▶ Exercise description
All of the data beneath this instruction is to be transcribed word for word.

(Saved data entries)
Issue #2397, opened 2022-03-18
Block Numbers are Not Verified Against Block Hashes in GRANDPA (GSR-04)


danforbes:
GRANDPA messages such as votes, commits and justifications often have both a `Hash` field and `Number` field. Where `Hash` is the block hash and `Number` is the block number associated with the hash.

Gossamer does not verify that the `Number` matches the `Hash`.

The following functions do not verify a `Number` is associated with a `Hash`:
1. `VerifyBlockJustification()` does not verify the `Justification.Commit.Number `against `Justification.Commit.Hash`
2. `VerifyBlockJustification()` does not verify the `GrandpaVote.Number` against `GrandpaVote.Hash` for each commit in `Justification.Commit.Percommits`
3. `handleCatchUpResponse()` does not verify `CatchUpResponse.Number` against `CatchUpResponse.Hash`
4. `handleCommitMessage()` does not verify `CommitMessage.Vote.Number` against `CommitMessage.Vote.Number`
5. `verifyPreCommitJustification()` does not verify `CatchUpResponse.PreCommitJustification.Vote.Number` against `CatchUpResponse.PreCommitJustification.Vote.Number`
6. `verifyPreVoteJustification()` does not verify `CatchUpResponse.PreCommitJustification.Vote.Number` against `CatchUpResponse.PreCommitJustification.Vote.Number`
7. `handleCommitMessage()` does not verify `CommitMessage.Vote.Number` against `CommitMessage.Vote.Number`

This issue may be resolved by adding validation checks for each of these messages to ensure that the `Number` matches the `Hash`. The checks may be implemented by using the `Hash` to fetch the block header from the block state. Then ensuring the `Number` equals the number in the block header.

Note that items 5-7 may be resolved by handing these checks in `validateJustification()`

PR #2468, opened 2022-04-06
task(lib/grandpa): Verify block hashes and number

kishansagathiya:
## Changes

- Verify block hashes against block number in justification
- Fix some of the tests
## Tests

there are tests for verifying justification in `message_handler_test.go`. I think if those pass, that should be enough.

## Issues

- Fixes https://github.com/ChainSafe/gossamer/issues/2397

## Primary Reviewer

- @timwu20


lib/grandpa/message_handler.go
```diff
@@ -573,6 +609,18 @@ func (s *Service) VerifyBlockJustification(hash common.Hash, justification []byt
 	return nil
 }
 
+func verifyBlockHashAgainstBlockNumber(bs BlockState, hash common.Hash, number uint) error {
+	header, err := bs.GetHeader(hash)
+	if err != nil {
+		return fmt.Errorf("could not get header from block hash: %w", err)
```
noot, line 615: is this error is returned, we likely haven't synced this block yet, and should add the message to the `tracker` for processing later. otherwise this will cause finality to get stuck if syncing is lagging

▶ Result of the exercise
Issue #2397, opened 2022-03-18
Block Numbers are Not Verified Against Block Hashes in GRANDPA (GSR-04)


danforbes:
GRANDPA messages such as votes, commits and justifications often have both a `Hash` field and `Number` field. Where `Hash` is the block hash and `Number` is the block number associated with the hash.

Gossamer does not verify that the `Number` matches the `Hash`.

The following functions do not verify a `Number` is associated with a `Hash`:
1. `VerifyBlockJustification()` does not verify the `Justification.Commit.Number `against `Justification.Commit.Hash`
2. `VerifyBlockJustification()` does not verify the `GrandpaVote.Number` against `GrandpaVote.Hash` for each commit in `Justification.Commit.Percommits`
3. `handleCatchUpResponse()` does not verify `CatchUpResponse.Number` against `CatchUpResponse.Hash`
4. `handleCommitMessage()` does not verify `CommitMessage.Vote.Number` against `CommitMessage.Vote.Number`
5. `verifyPreCommitJustification()` does not verify `CatchUpResponse.PreCommitJustification.Vote.Number` against `CatchUpResponse.PreCommitJustification.Vote.Number`
6. `verifyPreVoteJustification()` does not verify `CatchUpResponse.PreCommitJustification.Vote.Number` against `CatchUpResponse.PreCommitJustification.Vote.Number`
7. `handleCommitMessage()` does not verify `CommitMessage.Vote.Number` against `CommitMessage.Vote.Number`

This issue may be resolved by adding validation checks for each of these messages to ensure that the `Number` matches the `Hash`. The checks may be implemented by using the `Hash` to fetch the block header from the block state. Then ensuring the `Number` equals the number in the block header.

Note that items 5-7 may be resolved by handing these checks in `validateJustification()`

PR #2468, opened 2022-04-06
task(lib/grandpa): Verify block hashes and number

kishansagathiya:
## Changes

- Verify block hashes against block number in justification
- Fix some of the tests
## Tests

there are tests for verifying justification in `message_handler_test.go`. I think if those pass, that should be enough.

## Issues

- Fixes https://github.com/ChainSafe/gossamer/issues/2397

## Primary Reviewer

- @timwu20


lib/grandpa/message_handler.go
```diff
@@ -573,6 +609,18 @@ func (s *Service) VerifyBlockJustification(hash common.Hash, justification []byt
 	return nil
 }
 
+func verifyBlockHashAgainstBlockNumber(bs BlockState, hash common.Hash, number uint) error {
+	header, err := bs.GetHeader(hash)
+	if err != nil {
+		return fmt.Errorf("could not get header from block hash: %w", err)
```
noot, line 615: is this error is returned, we likely haven't synced this block yet, and should add the message to the `tracker` for processing later. otherwise this will cause finality to get stuck if syncing is lagging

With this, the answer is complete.